= Bodil Jerslev Lund =

Danish chemist and educator (1919–2005)

Bodil Jerslev Lund (1919–2005) was a Danish chemist and educator. After graduating as a pharmacist from the Danish Pharmaceutical College in 1941, she continued her studies in Sweden, England and the United States. She earned a Ph.D. from the University of Copenhagen in 1958 with a thesis on X-ray crystallography as a basis for determining the structure of oximes. She then became a professor at Copenhagen University's Pharmaceutical College where she remained until 1989. She published several textbooks including two for high schools on organic chemistry. From 1981, she was a member of the Royal Swedish Academy of Sciences.

==Early life, education and family==
Born on 30 April 1919 in Fjerritslev in the north of Jutland, Bodil Jerslev was the daughter of the pharmacist Aage Holger Christian Jens Johan Jerslev (1884–1943) and his wife Ella née Friis-Sørensen (1892–1958). After receiving her school leaving certificate from Aalborg Cathedral School in 1936, she earned a master's degree from the Danish Pharmaceutical College in 1941. During the German occupation of Denmark, she attended lectures on X-ray crystallography which became her main area of interest. Thanks to a grant, she spent a year at the University of Uppsala in Sweden studying X-ray crystallography.

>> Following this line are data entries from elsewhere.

PR #17, opened 2024-06-05
New Filtering

EricBAndrews:
This PR introduces new filtering logic that unifies both deduping behavior and keyword/read filtering.

The core element is a `FilterProviding`, which is a protocol to which individual filters conform. `FilterProviding` offers `filter`, which filters a list of items and returns the ones that pass, and `reset`, which resets the filter and, if passed a list of items, filters them and returns the ones that pass.

Individual filters are then defined with whatever internal helpers they need; e.g., `PostDedupeFilter` stores a list of seen `URL`s, and is responsible for maintaining that list.

Filters can be composed together into a `MultiFilter`. A `MultiFilter` offers the same `filter` and `reset` methods, but contains a list of `FilterProviding`; `filter` calls these filters in order and returns the values that pass all filters.

Filters can also be activated or deactivated using their `active` property, and the `MultiFilter` exposes methods to activate and deactivate its internal filters. To enable this, a new `Filterable` protocol has been defined. It currently contains nothing but an `associatedtype: Filters`, which links filter types to the filter target.

`StandardFeedLoader` has been updated to contain a `MultiFilter` for its `FeedLoadable`; this is required in order for the `clearHelper` to work properly. Actually filtering posts is the responsibility of the instantiating class, as that work needs to happen down in `fetchPage`/`fetchCursor` (e.g., to allow image prefetching to be performed ASAP after filtering). `FeedLoadable` has accordingly been updated to conform to `Filterable`.

The filters can be tested in action using the `eric/new-filtering` branch on `Mlem`; in the tile post layout, there is an obnoxious "hide/show read" button on the first entry. I intend to move this to the nav menu shortly. That branch also currently sets the feed loader to `.topYear`, which is a very stable feed so hide/show read behavior can be easily verified.


Sources/MlemMiddleware/FeedLoaders/Filtering/Filters/Post/PostDedupeFilter.swift
```diff
@@ -0,0 +1,29 @@
+//
+//  PostDedupeFilter.swift
+//
+//
+//  Created by Eric Andrews on 2024-05-31.
+//
+
+import Foundation
+
+class PostDedupeFilter: FilterProviding {
```
Sjmarf: I wonder if it would be possible for this to handle other types too? At some point we'll either need an equivalent filter for comments, or it might be possible to have this filter handle both types. Maybe it could be generic, with `FilterTarget` constrained to `ActorIdentifiable`? Or alternatively it could be non-generic and `FilterTarget` could be _equal_ to `ActorIdentifiable` 🤔

Sources/MlemMiddleware/FeedLoaders/Filtering/Filters/Post/PostKeywordFilter.swift
```diff
@@ -0,0 +1,32 @@
...
+class PostKeywordFilter: FilterProviding {
+    typealias FilterTarget = Post2
+    
+    var numFiltered: Int = 0
+    private var keywords: [String]
+    var active: Bool = true
+    
+    init(keywords: [String]) {
+        self.keywords = keywords
+    }
```
Sjmarf: nit

```suggestion
    private var keywords: Set<String>
    var active: Bool = true
    
    init(keywords: Set<String>) {
        self.keywords = keywords
    }
```

Sources/MlemMiddleware/FeedLoaders/Filtering/Filterable.swift
```diff
@@ -0,0 +1,12 @@
...
+//  Filterable.swift
+//
+//
+//  Created by Eric Andrews on 2024-06-03.
+//
+
+import Foundation
+
+public protocol Filterable {
+    associatedtype Filters
```
Sjmarf: I don't think the name "Filters" should be plural. Maybe `FilterType` would be a better name?

Sources/MlemMiddleware/FeedLoaders/Filtering/PostFilter.swift
```diff
@@ -0,0 +1,41 @@
+//
+//  PostFilter.swift
+//
+//
+//  Created by Eric Andrews on 2024-05-31.
+//
+
+import Foundation
+
+public enum PostFilters {
```
Sjmarf: Similar to the comment above; maybe this would be better named `PostFilterType`? That would match our `PostType` enum better.

Sjmarf (changes requested):
Looks great! A few small comments :)

Sources/MlemMiddleware/FeedLoaders/Filtering/Filters/Post/PostDedupeFilter.swift
EricBAndrews: Non-generic doesn't work because of `MultiFilter` conformance requirements, but generic works a charm

Sjmarf (approved):
LGTM 👍

PR #19, opened 2024-06-12
Upgrade system changes

Sjmarf:
Changes to support [my Mlem PR](https://github.com/mlemgroup/mlem/pull/1087). The main change here is that `upgrade()` now only goes up one level at a time. This means that higher-tier models appear in `ContentLoader` as soon as they're available. Previously, nothing would be shown until the upgrade was fully completed.


Sources/MlemMiddleware/API Client/ApiClient.swift
```diff
@@ -215,6 +215,8 @@ extension ApiClient: CacheIdentifiable {
 
 extension ApiClient: ActorIdentifiable {
     public var actorId: URL { baseUrl }
+    
+    public var host: String? { actorId.host() }
```
EricBAndrews: We use this exact line a couple other places, probably worth defining it as an extension of `ActorIdentifiable`

Sources/MlemMiddleware/Content Models/FederationStatus.swift
```diff
@@ -0,0 +1,20 @@
+//
+//  File.swift
```
EricBAndrews:
```suggestion
//  FederationStatus.swift
```

EricBAndrews (changes requested):
Code looks good, though I'm not convinced the tier-by-tier upgrade is necessary. The user still needs to wait one full API call before meaningful content is rendered; is it really that much faster to perform a one-tier upgrade than to hop straight to the fully upgraded model?

I don't have any quantitative data, but intuitively it doesn't seem like the full upgrade should be that much slower. If that's the case, then I'm reluctant to introduce this increase in complexity and API usage for a marginal speedup to the first meaningful render. As I said, though, I don't have numbers on this--I'd be easily convinced by a concrete example of where this enhances the user experience.

Sjmarf:
> Code looks good, though I'm not convinced the tier-by-tier upgrade is necessary. The user still needs to wait one full API call before meaningful content is rendered; is it really that much faster to perform a one-tier upgrade than to hop straight to the fully upgraded model?

It makes the profile part of `PersonView` load faster, though loading the posts and comments takes the same amount of time. Here's a side-by-side (this PR is on the left):

https://github.com/mlemgroup/MlemMiddleware/assets/78750526/6a8acf30-08b0-4501-8cef-da95084a505a


I agree this is only a slight advantage. The other reason why it's done this way is to handle the fact that `GetPersonDetailsRequest` is used to fetch pages of the profile. In the corresponding Mlem PR, this is handled by overriding the Person2 -> Person3 upgrade and extracting the posts that way:

```swift
ContentLoader(model: person) { person in
    // ...
} upgradeOperation: { model, api in
    try await model.upgrade(api: api) { entity in
        if let entity = entity as? any Person1Providing {
            let response = try await entity.getPosts(page: 1, limit: 3)
            Task { @MainActor in
                posts = response.posts
            }
            return response.person
        }
        return try await entity.upgrade()
    }
}
```

As this requires overriding a specific stage of the upgrade cycle, I thought this would be easier to do with the multi-stage upgrade system. An easy alternative would be to make a duplicate request, but that's not ideal.

There's also the hypothetical situation where we'd have a `ContentLoader` that needs to load a `Person2` but a `Person3` isn't required. This would be easy to program with a multi-stage upgrade system - if everything is done at once, we'd be making unnecessary requests.

EricBAndrews (approved):
Wow, that's much more significant than I expected--definitely worth the effort.

PR #20, opened 2024-06-15
Thread Safe Caching

### LINKED ISSUE #16: Use actors for content caches
I just got an `EXC_BAD_ACCESS` on the cache dictionary insertion. We probably need to use actors here (at least, for insertion).

EricBAndrews:
This PR reworks caching to be thread-safe.

There is an accompanying PR on the frontend: https://github.com/mlemgroup/mlem/pull/1094

The critical change is in `CoreCache`: rather than using a simple dictionary, `CoreCache` now uses an `ItemCache`, which in turn wraps an `Atomic` dictionary. This ensures that no two threads try to access the dictionary at once, while still providing synchronous cache access.

The `Atomic` is taken from here: https://github.com/ReactiveCocoa/ReactiveSwift; its license, along with all other licenses for packages used, has been added to the new NOTICE.md.

I have opted for the `Atomic` over `actor` because `actor` forces every single cache access to be `async`, which is, simply put, awful. You can witness the atrocities yourself [here](https://github.com/mlemgroup/mlem/compare/00e909caf2cdf20bccbf8989fc2fb244169b6f59...3f3f4921031d19e9f9d63bc49f36027a66a13fc2).

Closes #16.


Sources/MlemMiddleware/API Client/Caching/Atomic.swift
```diff
@@ -0,0 +1,284 @@
...
+
+import Foundation
+#if os(macOS) || os(iOS) || os(tvOS) || os(watchOS)
+import MachO
+#endif
+
+/// A simple, generic lock-free finite state machine.
+///
+/// - warning: `deinitialize` must be called to dispose of the consumed memory.
+internal struct UnsafeAtomicState<State: RawRepresentable> where State.RawValue == Int32 {
```
Sjmarf:
```suggestion
private struct UnsafeAtomicState<State: RawRepresentable> where State.RawValue == Int32 {
```

Sources/MlemMiddleware/API Client/Caching/Atomic.swift
```diff
@@ -0,0 +1,284 @@
...
+            }
+            return false
+        }
+    }
+#endif
+}
+
+/// `Lock` exposes `os_unfair_lock` on supported platforms, with pthread mutex as the
+/// fallback.
+internal class Lock {
```
Sjmarf:
```suggestion
private class Lock {
```

Sjmarf (approved):
Nice; great job! A couple of nits regarding access level

PR #22, opened 2024-06-22
Update with `MlemApiTypes` changes

Sjmarf:
- Updated the MlemApiTypes submodule to include [these changes](https://github.com/mlemgroup/MlemApiTypes/pull/12).
- Removed `GetPostsRequest` in favor of the auto-generated version
- Added `@Observable` to `ApiClient` (this is needed so that a view update is sent when an ApiClient's permissions change)


EricBAndrews (approved):
Nice! 👍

In December 1948, she married the civil engineer Frederik Christian Freuchen Oxenbøll Lund (1921–1972), with whom she had two children: Ulla (1950) and Lise (1954).

==Career==
After leaving school, Jerslev first assisted her father by working in his pharmacy. On graduating, she spent half a year working in Rigshospitalet's pharmacy. In 1942, she was engaged as a scientific assistant in the organic chemistry laboratory at the Pharmaceutical College. After the war, in 1948 she spent a period at Oxford University carrying our research on X-ray crystallography under Dorothy Hodgkin. Later in the year, she moved to Princeton, New Jersey, where she worked as a researcher at Princeton University under Hugh S. Taylor. While in the United States, she married Christian Lund.

On returning to Denmark, in 1951 she became a junior lecturer at the Pharmaceutical College and in 1958 she was appointed professor of organic chemistry, heading the department until her retirement in 1989. In parallel, she carried out research on the structure of organic compounds with the assistance of X-ray crystallography. As a result of her research, the college was able to acquire modern X-ray equipment.

Bodil Jerslev Lund died in Hellerup on 21 December 2005, aged 86.

==Honours and awards==
Lund was admitted to the Royal Danish Academy of Sciences and Letters in 1971 and to the Royal Swedish Academy of Sciences in 1981. In 1982, she received the Danish Pharmaceutical College's gold medal. She was honoured as a Knight of the Order of the Dannebrog in 1965 and was promoted to Knight of the First Order in 1975.